Background: Therapy-related AML (t-AML) is a rare and fatal complication in cancer patients (pts) previously treated with chemotherapy (CTX) and radiotherapy (RT). The risk of t-AML has evolved over time mostly due to advances in cancer therapeutics. In this study, we provide a comprehensive analysis on the risk of t-AML over a 40-year period in cancer patients treated with CTX with or without RT in the US.

Methods: Eligible pts for this study were identified from nine Surveillance, Epidemiology, and End Results Program (SEER 9) registries and included those between the ages of 18 and 84 years who were diagnosed with any first primary malignancy (other than CML) between 1975-2018 and received initial course of treatment with CTX. All AML cases that occurred at least one year after the first diagnosis of a primary malignancy were included as t-AML as per the World Health Organization classification. All malignancies were identified based on International Classification of Disease for Oncology, 3rd edition (ICD-O-3) morphology and topography codes. Subjects were followed until t-AML diagnosis, attained age of 85 years, death, loss to follow up, or end of study (December 31, 2018).

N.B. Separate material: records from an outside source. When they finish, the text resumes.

PR #47, opened 2018-07-25
Define hash methods

omus:
Addresses this problem:
```julia
julia> using Intervals, TimeZones

julia> n = now(tz"America/Winnipeg")
2018-07-25T15:06:54.901-05:00

julia> a = Interval(n, n)
Interval{TimeZones.ZonedDateTime}(2018-07-25T15:06:54.901-05:00, 2018-07-25T15:06:54.901-05:00, Inclusivity(true, true))

julia> b = deepcopy(a)
Interval{TimeZones.ZonedDateTime}(2018-07-25T15:06:54.901-05:00, 2018-07-25T15:06:54.901-05:00, Inclusivity(true, true))

julia> hash(a) == hash(b)
false

julia> isequal(a, b)
true
```

### DIFF
--- a/src/anchoredinterval.jl
+++ b/src/anchoredinterval.jl
@@ -119,6 +119,15 @@ function Base.copy(x::AnchoredInterval{P, T}) where {P, T}
     return AnchoredInterval{P, T}(anchor(x), inclusivity(x))
 end
 
+function Base.hash(interval::AnchoredInterval{P}, h::UInt) where P
+    # Note: we shouldn't need to hash the second type parameter of an AnchoredInterval as
+    # that information should be covered by the anchor field.
+    h = hash(:AnchoredInterval, h)
+    h = hash(P, h)
+    h = hash(interval.anchor, h)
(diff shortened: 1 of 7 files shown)


rofinn:
Wouldn't it be easier to just use AutoHashEquals.jl?

omus:
> Wouldn't it be easier to just use AutoHashEquals.jl?

I usually use AutoHashEquals but in packages with very few dependencies I try to avoid it if it's simple enough.

omus:
I should have ran the full test suite locally. Stand by.

omus:
Ok, so there was a slight wrinkle with `AnchoredInterval` which has parameterized information which we need to include in the hash. Since AutoHashEquals doesn't deal with the parametric values I'm just doing our own thing.

omus:
The last commit changes how hashing works so that it is possible that `Interval` and `AnchoredInterval` types can hash to the same value. This reflects how Julia hashes number. e.g. `hash(1//2) == hash(0.5)`

PR #51, opened 2018-08-14
Fixes for non-ordered intervals

omus:


src/anchoredinterval.jl
```diff
@@ -121,8 +121,22 @@ end
 
 ##### ACCESSORS #####
 
-Base.first(interval::AnchoredInterval{P}) where P = min(interval.anchor, interval.anchor+P)
-Base.last(interval::AnchoredInterval{P}) where P = max(interval.anchor, interval.anchor+P)
+function Base.first(interval::AnchoredInterval{P}) where P
+    if P < zero(P)
```
rofinn: I'd write this as a ternary I guess.

omus: I thought it was visually too busy with the `+`:
```julia
function Base.first(interval::AnchoredInterval{P}) where P
    P < zero(P) ? interval.anchor + P : interval.anchor
end
```

ararslan: You could alternatively write it as `interval.anchor + P * (P < zero(P))` :stuck_out_tongue:

src/anchoredinterval.jl
```diff
@@ -223,6 +223,10 @@ end
 
 ##### EQUALITY #####
 
+function Base.:(==)(a::AnchoredInterval{P, T}, b::AnchoredInterval{P, T}) where {P, T}
```
rofinn: We should implement `isequal` here as well.

src/anchoredinterval.jl
rofinn: Also, we may want to just store the `extrema` as a tuple in the immutable type rather than performing this check every time.

omus: This is more complicated than it first seems see: https://github.com/invenia/Intervals.jl/issues/52

src/anchoredinterval.jl
omus: We can safely fall back to `isequal(::AbstractInterval, ::AbstractInterval)` here. I'll add some tests though to make sure we have the proper behaviour.

src/anchoredinterval.jl
omus: I'll go with a ternary statement with parameters around it. @ararslan's suggestion is good but there's an issue we need to solve with `LaxZonedDateTimes` which can result in the answer being wrong with you add a `TimePeriod` of 0...

ararslan: I was joking, really. Using a conditional, be it `if` or ternary, seems better to me.

src/anchoredinterval.jl
```diff
@@ -121,8 +121,14 @@ end
 
 ##### ACCESSORS #####
 
-Base.first(interval::AnchoredInterval{P}) where P = min(interval.anchor, interval.anchor+P)
-Base.last(interval::AnchoredInterval{P}) where P = max(interval.anchor, interval.anchor+P)
+function Base.first(interval::AnchoredInterval{P}) where P
```
rofinn: Don't forget to add a comment on why `min` and `max` won't work :)

rofinn:
Alright, I'm fine waiting to store the extrema in the type till later. LGTM.

src/anchoredinterval.jl
```diff
@@ -121,6 +121,12 @@ end
 
 ##### ACCESSORS #####
 
+# Note: For `first` and `last` the typically we would compute this is using `min` and `max`.
```
rofinn: "We would typically compute `first` and `last` using `min` and `max` respectively, but we can get unexpected behaviour if adding the span to the endpoint produces a value that is no longer comparable (e.g., `NaN`)."?

PR #53, opened 2018-10-17
Fix print errors on TimeTypes in 1.0

morris25:


src/description.jl
```diff
@@ -17,6 +17,10 @@ function description(interval::AnchoredInterval{P, ZonedDateTime}, s::String) wh
     )
 end
 
+function description(dt::TimeType, p::Period, suffix::String)
+    return "$(prefix(p))$suffix $(string(dt))"
```
ararslan: This might be a little more readable (IMO) as
```julia
string(prefix(p), suffix, ' ', dt)
```

src/description.jl
```diff
@@ -17,6 +17,10 @@ function description(interval::AnchoredInterval{P, ZonedDateTime}, s::String) wh
     )
 end
 
+function description(dt::TimeType, p::Period, suffix::String)
+    return string(prefix(p), suffix, " ", string(dt))
```
ararslan: You actually don't need the interior call to `string` here; each argument to `string` will be converted as though it itself was wrapped in `string`.

src/description.jl
```diff
@@ -32,6 +36,8 @@ function description(dt::AbstractDateTime, p::Period, suffix::String)
         ts = string(max_val)
     end
 
+    isa(dt, Time) && return "$(prefix(p))$suffix $ts"
```
ararslan: I'd similarly make this `string(prefix(p), suffix, ' ', ts)` for consistency, though this case is easier to read than the previous.

omus:
I'm not sure we should be supporting `Time` as an interval type. I think the motivation with using `AbstractDateTime` instead of `TimeType` was to not support `Time`. How did you notice this?

src/description.jl
morris25: whoops, missed that. Thanks!

morris25:
`LaxZonedDateTime` is a subtype of `TimeType` and one of our debugging statements was crashing because of it.
It might actually be better to fix the `print` method to use an `AbstractDateTime` instead of a `TimeType`, but that breaks a couple existing tests and we were using TimeType everywhere else in the code.

src/description.jl
```diff
@@ -32,6 +32,10 @@ function description(dt::AbstractDateTime, p::Period, suffix::String)
         ts = string(max_val)
     end
 
+    if VERSION < v"0.7.0-DEV.3216"
```
ararslan: Typically when inside of a function, `VERSION` checks should be wrapped in `@static`.

morris25: Thanks, I was unaware of that!

ararslan: Basically, when you use `@static`, the given condition is partially evaluated when the expression is parsed, and only the code in the conditional path taken is compiled when the function is compiled. If `@static` isn't used, the entire branch expression is compiled and the version check will be performed on every call (assuming the compiler doesn't optimize it out).

Issue #199, opened 2022-09-09
StepRangeLen broken for AnchoredIntervals on Julia 1.8


BaileyBox:
`StepRange` has added the ability to also use `Length` as a parameter in Julia1.8 (along with making `stop` and `length` as only constructors possible). This change somehow broke `StepRangeLen` with `AnchoredIntervals`. 

An example showing how this is broken:

Julia1.6:
```julia
using Intervals

s = AnchoredInterval{-1}(1):1:AnchoredInterval{-1}(5)
r = s[1:5]

s isa StepRangeLen # false
s isa StepRange # true
r isa StepRangeLen # true
r isa StepRange # false
```

Julia1.8:
```julia
using Intervals

s = AnchoredInterval{-1}(1):1:AnchoredInterval{-1}(5)
r = s[1:5]

s isa StepRangeLen # false
s isa StepRange # true
r isa StepRangeLen # false
r isa StepRange # true
```

This failure can also be observed in the `CI` and `Nightly` pipelines. Current test failing is at `anchoredinterval.jl:586`.

PR #203, opened 2022-10-13
Optimize `find_intersections` for closed intervals

ericphanson:
This adds a method for `find_intersections` with closed-endpoints which is *much* faster, at least in my example problem for which the current performance too slow. The algorithm is just based on sorting and binary searching, and is based on some code that I wrote for a beacon-internal project last week which I didn’t realize was actually in fact basically a solution for this problem.

This speeds up the problem in https://github.com/beacon-biosignals/DataFrameIntervals.jl/issues/24 from 22s to 1s (with `N_POINTS = 10^5` and `N_INTERVALS = 1000`), and more importantly to me, the `N_POINTS = 10^6` and `N_INTERVALS = 3000` version now takes 35s. I don't have a timing with the current code on that exact problem, but a very similar one (off which the MWE was based) took 2.7 hours.

This is covered by the current tests (the ones with closed-closed intersections), but I can add specific tests if someone thinks something in particular would be good to cover.

This algorithm works very differently depending on which argument comes first, but I get similar performance (on my example problem at least) no matter which argument is first. The number of individual allocations does change by a lot, however:
```julia
julia> @time find_intersections(L.interval, R.interval);
  4.324992 seconds (98.94 k allocations: 1.765 GiB, 1.87% gc time)

julia> @time find_intersections(R.interval, L.interval);
  4.504758 seconds (11.01 M allocations: 1.834 GiB, 1.95% gc time)
```
(this is on the `N_POINTS = 10^6` and `N_INTERVALS = 3000` version of the example problem; the timings ~5s instead of 35s because this is only the intersection portion; now the DataFramesIntervals overhead dominates, whereas it used to be the `find_intersections` time).

I am not sure this is so much faster in all cases, or only this particular problem. It however also speeds up the case of `interval_join(L, L; on=:interval, makeunique=true)` from 22s to 8s. This case is a very different shape than the `L, R` case, so since it speeds up both cases I suspect it's just a faster appraoch. However if someone suggests other problems I can try them too.

---

I only did the closed-closed case because I didn't want to think about all the endpoints. I would appreciate if we could leave other endpoints to future work, since this should already be a big improvement in some cases at least.

### DIFF
--- a/src/interval_sets.jl
+++ b/src/interval_sets.jl
@@ -522,21 +522,25 @@ function find_intersections_helper!(result, x, y, lt)
     return unique!.(result)
 end
 
+
 function find_intersections(x::AbstractVector{<:AbstractInterval{T1, Closed, Closed}}, y::AbstractVector{<:AbstractInterval{T2, Closed, Closed}}) where {T1, T2}
     # Strategy:
     # two binary searches per interval `I` in `x`
     # * identify the set of intervals in `y` that start during-or-after `I`
     # * identify the set of intervals in `y` that stop before-or-during `I`
     # * intersect them
-    @time begin
-        starts = first.(y)
-        starts_perm = sortperm(starts)
-        starts_sorted = starts[starts_perm]
+    starts = first.(y)
+    starts_perm = sortperm(starts)
+    starts_sorted = starts[starts_perm]
 
-        stops = last.(y)
-        stops_perm = sortperm(stops)
-        stops_sorted = stops[stops_perm]
-    end
+    # Sneaky performance optimization (makes a huge difference!)
+    # Rather than sorting `stops` relative to `y`, we sort it relative to `starts`.
+    # This allows us to work in the "starts" from of reference until the very end.
+    # In particular, when we intersect the sets of intervals obtained from starts and from stops,
+    # the "starts" set can be kept as a `UnitRange`, making the intersection *much* faster.
+    stops = last.(y[starts_perm])
+    stops_perm = sortperm(stops)
+    stops_sorted = stops[stops_perm]
 
     results = Vector{Vector{Int}}(undef, length(x))
     for (i, I) in enumerate(x)
@@ -545,22 +549,25 @@ function find_intersections(x::AbstractVector{<:AbstractInterval{T1, Closed, Clo
         if idx_first < 1
             results[i] = Int[]
             continue
-            # return Int[]
         end
-        starts_before_or_during = @view starts_perm[1:idx_first]
 
         # find all the stops which occur after the start of `I`
         idx_last = searchsortedfirst(stops_sorted, first(I))
 
         if idx_last > length(stops_sorted)
             results[i] = Int[]
-        continue
-            # return Int[]
+            continue
         end
-        stops_during_or_after = @view stops_perm[idx_last:end]
+
+        # Working in "starts" frame of reference
+        starts_before_or_during = 1:idx_first
+        stops_during_or_after = stops_perm[idx_last:end]
 
         # Intersect them
-        results[i] = intersect(starts_before_or_during, stops_during_or_after)
+        r = intersect(starts_before_or_during, stops_during_or_after)
+
+        # *Now* go back to y's sorting order, post-intersection.
+        results[i] = starts_perm[r]
     end
     return results
 end
--- a/src/interval_sets.jl
+++ b/src/interval_sets.jl
@@ -488,6 +488,40 @@ function find_intersections(x::AbstractVector{<:AbstractInterval}, y::AbstractVe
     return find_intersections_helper!(result, x_endpoints, y_endpoints, lt)
 end
 
+function find_intersections(x::AbstractVector{<:AbstractInterval{T, Closed, Closed}}, y::AbstractVector{<:AbstractInterval{T, Closed, Closed}}) where {T}
+    yperm_first = sortperm(y; by=first)
+    yperm_last = sortperm(y; by=last)
+    y_sorted_first = y[yperm_first]
+    y_sorted_last = y[yperm_last]
+
+    starts = first.(y_sorted_first)
+    stops = last.(y_sorted_last)
+
+    results = map(x) do I
+
+        # starts before or during the interval. That means find all points whos START
+        # is less than the END of the interval
+        idx_first = searchsortedlast(starts, last(I))
+        if idx_first < 1
+            starts_before_or_during = 1:0
+        else
+            starts_before_or_during = yperm_first[1:idx_first]
+        end
+
+        idx_last = searchsortedfirst(stops, first(I))
+
+        if idx_last > length(stops)
+            stops_during_or_after = 1:0
+        else
+            stops_during_or_after = yperm_last[idx_last:end]
+        end
+
+        return intersect(starts_before_or_during, stops_during_or_after)
+    end
+    return results
+end
+
+
 function find_intersections_helper!(result, x, y, lt)
     active_xs = Set{Int}()
     active_ys = Set{Int}()
--- a/src/interval_sets.jl
+++ b/src/interval_sets.jl
@@ -522,7 +522,10 @@ function find_intersections_helper!(result, x, y, lt)
     return unique!.(result)
 end
 
-function find_intersections(x::AbstractVector{<:AbstractInterval{T1, Closed, Closed}}, y::AbstractVector{<:AbstractInterval{T2, Closed, Closed}}) where {T1, T2}
+function find_intersections(
+    x::AbstractVector{<:AbstractInterval{T1,Closed,Closed}},
+    y::AbstractVector{<:AbstractInterval{T2,Closed,Closed}},
+) where {T1,T2}
     # Strategy:
     # two binary searches per interval `I` in `x`
     # * identify the set of intervals in `y` that start during-or-after `I`
--- a/src/interval_sets.jl
+++ b/src/interval_sets.jl
@@ -547,14 +547,14 @@ function find_intersections(
 
     results = Vector{Vector{Int}}(undef, length(x))
     for (i, I) in enumerate(x)
-        # find all the starts which occur before the end of `I`
+        # find all the starts which occur before or at the end of `I`
         idx_first = searchsortedlast(starts_sorted, last(I); lt=(<))
         if idx_first < 1
             results[i] = Int[]
             continue
         end
 
-        # find all the stops which occur after the start of `I`
+        # find all the stops which occur at or after the start of `I`
         idx_last = searchsortedfirst(stops_sorted, first(I); lt=(<))
         if idx_last > len
             results[i] = Int[]
@@ -563,7 +563,7 @@ function find_intersections(
 
         # Working in "starts" frame of reference
         starts_before_or_during = 1:idx_first
-        stops_during_or_after = @views stops_perm[idx_last:end]
+        stops_during_or_after = @view stops_perm[idx_last:end]
 
         # Intersect them
         r = intersect(starts_before_or_during, stops_during_or_after)
--- a/src/interval_sets.jl
+++ b/src/interval_sets.jl
@@ -548,15 +548,14 @@ function find_intersections(
     results = Vector{Vector{Int}}(undef, length(x))
     for (i, I) in enumerate(x)
         # find all the starts which occur before the end of `I`
-        idx_first = searchsortedlast(starts_sorted, last(I))
+        idx_first = searchsortedlast(starts_sorted, last(I); lt=(<))
         if idx_first < 1
             results[i] = Int[]
             continue
         end
 
         # find all the stops which occur after the start of `I`
-        idx_last = searchsortedfirst(stops_sorted, first(I))
-
+        idx_last = searchsortedfirst(stops_sorted, first(I); lt=(<))
         if idx_last > len
             results[i] = Int[]
             continue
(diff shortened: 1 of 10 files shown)


src/interval_sets.jl
```diff
@@ -521,3 +521,55 @@ function find_intersections_helper!(result, x, y, lt)
...
+    # * identify the set of intervals in `y` that start during-or-after `I`
+    # * identify the set of intervals in `y` that stop before-or-during `I`
+    # * intersect them
+    starts = first.(y)
+    starts_perm = sortperm(starts)
+    starts_sorted = starts[starts_perm]
+
+    # Sneaky performance optimization (makes a huge difference!)
+    # Rather than sorting `stops` relative to `y`, we sort it relative to `starts`.
+    # This allows us to work in the "starts" from of reference until the very end.
```
ericphanson, line 540:
```suggestion
    # This allows us to work in the "starts" frame of reference until the very end.
```

ericphanson:
CI failures are https://github.com/invenia/Intervals.jl/issues/199

haberdashPI:
Awesome! The commenting really helped. I think this is pretty clear, and I didn't notice any bugs.

So, want to make sure I understand this correctly. Since I'd like to generalize this to all interval types at some point.

In essence what's going on is that rather than scanning along for each interval that intersects with A, you can sorted-search for the last such interval, get its index, and then compute intersections in the UnitRange domain. Cool!

In principle you could have just 1 such interval in A per interval in B so I think the complexity class remains: O(N log N) + O(M log M) + O(K log max(N,M)) where N and M are the lengths of A and B interval sets and M the length of the output. However for use cases where there are many intervals in B for the intervals in A (or vice versa) this will be faster and that's actually a pretty common use case!

ericphanson:
> In essence what's going on is that rather than scanning along for each interval that intersects with A, you can sorted-search for the last such interval, get its index, and then compute intersections in the UnitRange domain. Cool!

Yep!

> O(N log N) + O(M log M) + O(K log max(N,M)) where N and M are the lengths of A and B interval sets and M the length of the output

What is K here? The length of the flattened output?

I think this sounds roughly right. I think of it as: we need to sort `B`, so that's `M*log(M)`, then for each element of `A` we do `log(M)` work in binary searching, so that's `N*log(M)`, plus some amount of work for the number of intersections we actually find (to do our [permuting](https://github.com/invenia/Intervals.jl/pull/203/files#diff-104262f55cc91ffa6259fa23de615d6b7703559750681261584bb5ef891db421R572)). I guess that adds up to `K`, once we sum over all elements in A, if `K` is the total number of intersections (length of flattened output). So overall, `M*log(M) + N*log(M) + K`, I think, taking `K` as the total number of intersections. Does that seem right?

haberdashPI:
Yes, by `K` I mean the length of the output.

Cool, that makes sense. I think that should be enough for me to work on a version that generalizes to all interval types.

https://github.com/JuliaCollections/SortingAlgorithms.jl would be another option if we want to use a radix sort.

ericphanson:
I think we can just wait for the one in Base; sorting was not the bottleneck when I was profiling this.

If you were able to give it a look, could you do a review here? That might help get it in

src/interval_sets.jl
```diff
@@ -521,3 +521,55 @@ function find_intersections_helper!(result, x, y, lt)
...
+    # * intersect them
+    starts = first.(y)
+    starts_perm = sortperm(starts)
+    starts_sorted = starts[starts_perm]
+
+    # Sneaky performance optimization (makes a huge difference!)
+    # Rather than sorting `stops` relative to `y`, we sort it relative to `starts`.
+    # This allows us to work in the "starts" frame of reference until the very end.
+    # In particular, when we intersect the sets of intervals obtained from starts and from stops,
+    # the "starts" set can be kept as a `UnitRange`, making the intersection *much* faster.
```
omus, line 542: Any reason for using double-quote for `starts`?
```suggestion
    # Sneaky performance optimization (makes a huge difference!)
    # Rather than sorting `stops` relative to `y`, we sort it relative to `starts`.
    # This allows us to work in the `starts` frame of reference until the very end.
    # In particular, when we intersect the sets of intervals obtained from starts and from stops,
    # the `starts` set can be kept as a `UnitRange`, making the intersection *much* faster.
```

src/interval_sets.jl
```diff
@@ -521,3 +521,55 @@ function find_intersections_helper!(result, x, y, lt)
...
+        idx_first = searchsortedlast(starts_sorted, last(I))
+        if idx_first < 1
+            results[i] = Int[]
+            continue
+        end
+
+        # find all the stops which occur after the start of `I`
+        idx_last = searchsortedfirst(stops_sorted, first(I))
+
+        if idx_last > length(stops_sorted)
```
omus, line 559: Consider setting `length(stops_sorted) to a variable outside the loop

src/interval_sets.jl
```diff
@@ -521,3 +521,55 @@ function find_intersections_helper!(result, x, y, lt)
 
     return unique!.(result)
 end
+
+function find_intersections(
+    x::AbstractVector{<:AbstractInterval{T1,Closed,Closed}},
+    y::AbstractVector{<:AbstractInterval{T2,Closed,Closed}},
+) where {T1,T2}
```
omus, line 528: Currently only executed by a single test. That makes me worried... I'll see what I can do about this

src/interval_sets.jl
ericphanson: Done

ericphanson:
On the Julia slack (`#performance-helpdesk`), @miguelraz pointed out:

>  couldn't you sort the x by the last(I), and if any of the idx_last > len then you know the search is done

I think that could speed things up a lot in the case where all of the `y`'s are to the left of many of the `x`s, since once we find the first such case, we know the rest are empty.

I think we could also go the other way, sorting `x` by `first`, to handle the case in which all of the `y`'s are to the right of many of the `x`'s.

I think a generalization of this is: if the `x`'s are sorted by `first`, then as we iterate through the loop over x, we know `idx_last ` should be monotone-increasing, and we can do shorter and shorter binary searches by starting after the previous `idx_last`. Likewise, if the `x`s were sorted by `last`, `idx_first` should be monotone-decreasing. Then we recover the "all to the right" and "all to the left" cases by noticing once `idx_first` or `idx_last` becomes extremal.

I am not quite sure if we could somehow use two sorted copies of `x` like we do with `y`, in order to get the benefits of both sortings. I think perhaps we could by delaying the intersections. In other words, we first compute: for each `x_start`, what are all the `y_stop`s that occur after it, and for each `x_stop`, what are all the `y_start`s that occur before it. We should be able to work in sorted coordinates such that these are all `UnitInterval`s, so they aren't too heavy.  Each of these lists is in a different order, coresponding to the sort-x-by-first and sort-x-by-last orders. Then we un-permute both orders to align back to the original order of `x`, and perform the intersections there.

This will be slightly more allocation heavy, but not incredibly so: it means we need to additionally allocate 2 `UnitRange`s per element of `x`, but that's a lot better than say 2 `Vector`s. We will also have a few more copies of `x` lying around, due to the additional sorting and permutation vectors. We can allocate everything upfront however, so we don't need to allocate in the loops themselves. I think this is probably worth it. It should be much faster in cases where many `x`s don't intersect with many `y`s, which I am guessing is most of the time that folks use `find_intersections`. At least in my use cases, I often have small intervals (one second or less) spread over hours.

ericphanson:
I tried the above approach in https://github.com/ericphanson/Intervals.jl/compare/eph/faster-intersections...ericphanson:Intervals.jl:eph/optimize-find-intersections-2. Disappointingly, it doesn't seem much faster, even when I try to shift around the intervals' ranges to better hit these optimizations:

```julia
using DataFrames, StableRNGs, Intervals
using Intervals: find_intersections

function make_example(n_intervals, n_points; point_max=10_000, interval_max=10_000)
    rng = StableRNG(123)
    points = [rand(rng, 1:point_max) for _ in 1:n_points]
    L = DataFrame(:point => points)
    transform!(L, :point => ByRow(p -> Interval{Int,Closed,Closed}(p, p)) => :interval)

    indices = map(1:n_intervals) do _
        i = rand(rng, 1:interval_max)
        return i:i+100
    end
    R = DataFrame(:indices => indices)
    transform!(R, :indices => ByRow(I -> Interval{Int,Closed,Closed}(first(I), last(I))) => :interval)
    return L, R
end

L, R = make_example(3000, 10^6; point_max=100_000, interval_max=10_000)


@time find_intersections(L.interval, R.interval);
@time find_intersections(R.interval, L.interval);
```

For this PR, I get 

```julia
julia> @time find_intersections(L.interval, R.interval);
  0.640732 seconds (2.01 M allocations: 256.068 MiB, 21.22% gc time)

julia> @time find_intersections(R.interval, L.interval);
  4.522413 seconds (72.02 k allocations: 294.140 MiB, 3.77% gc time)
```

For that branch, I get
```julia
julia> @time find_intersections(L.interval, R.interval);
  0.693489 seconds (2.01 M allocations: 317.866 MiB, 8.34% gc time)

julia> @time find_intersections(R.interval, L.interval);
  4.437335 seconds (72.04 k allocations: 294.323 MiB, 1.13% gc time)
```

src/interval_sets.jl
ericphanson: there's a few in `test/sets.jl`, def not just 1 (since they caught various bugs when developing this)

haberdashPI:
Wow... it's crazy to me that the first, most obvious way I thought of to make this a little more efficient was published in 2016! I would have expected it to be discovered before that... 

Looks like that paper might have some more optimizations to consider when we're ready to make this even faster.

src/interval_sets.jl
ericphanson: This method is called 6 times in the `test/sets.jl` file (I inserted a global, incremented it in this method, then checked before-vs-after running `test/sets.jl`.

ericphanson:
bump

Standardized incidence ratios (SIRs) were calculated as the ratio of the observed-to-expected (O/E) number of AML using SEER*Stat. The expected number of AML was computed from age-, race-, sex-, and calendar year-specific incidence rates of AML from the general SEER population, multiplied by the appropriate person-years at risk. We calculated exact 95% confidence intervals (CI) about the SIRs. We also computed the excess absolute risk (EAR) to estimate the number of excess cancers beyond that expected per 10,000 persons per year. We conducted Poisson regression analyses comparing excess relative risks (ERR) with initial RT, using CTX alone as the reference.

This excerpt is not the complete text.